The NBA Draft is a yearly event in which the National Basketball Association (NBA) teams select new players to play professional basketball. It is considered to be one of the most prestigious events in sports, with many people watching on television and at arenas around the world.
The lowest drafted nba mvps is a list of the top 10 lowest drafted NBA MVPs.
Drafting players isn’t a precise science. Many intangibles may come into play and assist a player in shaping his career. Work ethic, growth, and even luck are impossible to quantify.
As a result, it’s not uncommon for clubs to miss out on acquiring a potential. There’s no such thing as a can’t-miss player, and predictions and scouting reports don’t always pan out.

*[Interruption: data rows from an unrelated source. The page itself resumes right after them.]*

PR #2124, opened 2026-05-19
Fix infinite loop in _chunk_text when overlap >= chunk_size

Jay-ju:
The _chunk_text method in SessionCompressor enters an infinite loop when overlap >= chunk_size because start = end - overlap results in start <= previous_start, so the loop never advances.

Reproduction:
  _chunk_text('A' * 5000, chunk_size=2000, overlap=2000)
  -> hangs forever (CPU spins at 100%)

This can be triggered by misconfiguration (e.g. setting memory_chunk_overlap >= memory_chunk_chars in semantic config).

Fix: After computing next_start = end - overlap, check if it would not advance past the current start. If so, fall back to next_start = end (no overlap for this iteration), ensuring the loop always makes forward progress.

## Type of Change

- [ ] Documentation update
- [ ] Performance improvement
- [ ] Test update

## Changes Made

-
-
-

## Testing

  - [ ] Linux
  - [ ] macOS
  - [ ] Windows

## Checklist

### DIFF
--- a/openviking/session/compressor.py
+++ b/openviking/session/compressor.py
@@ -240,9 +240,12 @@ class SessionCompressor:
                     end = boundary + 2  # Include the double newline
 
             chunks.append(text[start:end].strip())
-            start = end - overlap
-            if start >= len(text):
+            next_start = end - overlap
+            if next_start <= start:
+                next_start = end
+            if next_start >= len(text):
                 break
+            start = next_start
 
         return [c for c in chunks if c]
 


qin-ctx:
Thanks for catching and documenting this edge case.

I am going to close this PR because the code path it fixes no longer exists on current `main`. The old `SessionCompressor._chunk_text` implementation in `openviking/session/compressor.py` has been removed as part of the memory v2 migration, so this patch is now stale and cannot be applied meaningfully.

If an equivalent infinite-loop risk is found in the current v2 compression/chunking code, please open a new PR with a regression test against the new path and we can review it there.

PR #2127, opened 2026-05-19
Add optimistic concurrency control and dedup score guardrail for memory writes

Jay-ju:
## Summary

Phase 2 of session commit (memory extraction) runs as a background `asyncio.create_task` without
distributed locks. When the same user has multiple sessions committing concurrently, this creates
read-modify-write races that can cause:

1. **Profile merge lost-updates** — Session A merges into `profile.md`, then Session B overwrites
   with a stale base, losing A's changes.
2. **Tool/Skill statistics regression** — Both sessions read `total_calls=10`, A writes 15, B writes
   13 — A's increment is lost.
3. **Unprotected DELETE** — The deduplicator stores `_dedup_score` on similar memories with the
   comment *"for later destructive-action guardrails"* but never checks it. An LLM-hallucinated
   DELETE on a low-similarity match can silently erase user memories.

### 1. OCC (Compare-And-Swap) writes

Added `VikingFS.cas_write_file(uri, content, expected_mod_time)` which reads the file's `modTime`
before the expensive LLM call, then verifies it hasn't changed before writing. If a concurrent
modification is detected, the write is aborted (treated as skipped) and the next commit cycle will
re-attempt.

Applied to:
- `SessionCompressor._merge_into_existing` (preferences / entities / patterns)
- `MemoryExtractor._append_to_profile` (profile.md)
- `MemoryExtractor._merge_tool_memory` (tools/{name}.md)
- `MemoryExtractor._merge_skill_memory` (skills/{name}.md)

When `modTime` is unavailable (e.g. stat failed or file doesn't exist yet), the code falls back to
the original `write_file` — no behavior change for the non-concurrent path.

### 2. Dedup score guardrail for DELETE

`_delete_existing_memory` now refuses to delete memories with `_dedup_score < 0.5`. This implements
the guardrail that was documented but never enforced — the `_dedup_score` field was stored with the
comment *"for later destructive-action guardrails"* but was never checked before destructive
operations.

## Design Notes

- **Why OCC instead of distributed locks?** Phase 2 involves multiple LLM calls (2–10s each).
  Holding a distributed lock for that duration would block all other sessions for the same user.
  OCC only checks at the write instant — zero blocking.
- **Why abort instead of retry?** The next commit cycle will re-dedup and re-attempt the merge
  automatically. Retrying inside the same commit would add complexity without meaningful benefit.
- **Why 0.5 as the DELETE floor?** The existing `SIMILARITY_THRESHOLD` is 0.0, meaning any vector
  search result is sent to the LLM. A score below 0.5 indicates the memories are only loosely
  related, making a DELETE decision unreliable. This threshold can be tuned via a constant if
  needed.

### DIFF
--- a/openviking/session/compressor.py
+++ b/openviking/session/compressor.py
@@ -311,8 +311,8 @@ class SessionCompressor:
             # Clean up vector record for the missing file so it's not retried
             try:
                 await self.vikingdb.delete_uris(ctx, [target_memory.uri])
-            except Exception:
-                pass
+            except Exception as e:
+                logger.warning("Failed to clean up vector record for %s: %s", target_memory.uri, e)
             return False
         except Exception as e:
             logger.error(f"Failed to merge memory {target_memory.uri}: {e}")
@@ -323,10 +323,9 @@ class SessionCompressor:
     ) -> bool:
         """Hard delete an existing memory file and clean up its vector record.
 
-        Uses optimistic concurrency control (OCC): verifies the file hasn't
-        been modified since the dedup search read it. If a concurrent
-        modification is detected, the delete is aborted to avoid clobbering
-        another session's merge.
+        Enforces a dedup score guardrail: refuses to delete memories whose
+        _dedup_score is below 0.5, preventing LLM-hallucinated DELETE decisions
+        on low-similarity matches.
         """
         dedup_score = (memory.meta or {}).get("_dedup_score", 0)
         if isinstance(dedup_score, (int, float)) and dedup_score < 0.5:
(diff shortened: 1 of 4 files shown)


qin-ctx:
Thanks for the detailed write-up. The concurrency and destructive-delete concerns are valid things to watch for.

I am going to close this PR because the implementation targets the old memory stack, including `openviking/session/compressor.py` and `openviking/session/memory_extractor.py`. Those files are no longer present on current `main`; memory has moved to the v2 architecture, so this patch cannot be merged as-is.

If these race conditions or delete-guardrail gaps still reproduce in the current v2 memory flow, please open a fresh issue or PR against the new implementation. That would let us review the design in the right architecture rather than carrying forward stale code paths.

On the other hand, there have been a number of players who have outperformed their draft status. They turn out to be tremendous bargains who perform much better than most people anticipated. Today, we’ll take a look at a few of them, including the top 10 lowest-drafted MVPs in NBA history.
Charles Barkley and Kevin Garnett received honorable mentions (5th Pick)
Larry Bird, 10th overall pick (1978)
MVP stats: 24.2 points per game, 10.1 rebounds per game, 6.6 assists per game, and 1.8 steals per game (1984)
MVP stats: 28.7 points per game, 10.5 rebounds per game, 6.6 assists per game, 1.6 steals per game, and 1.2 blocks per game (1985)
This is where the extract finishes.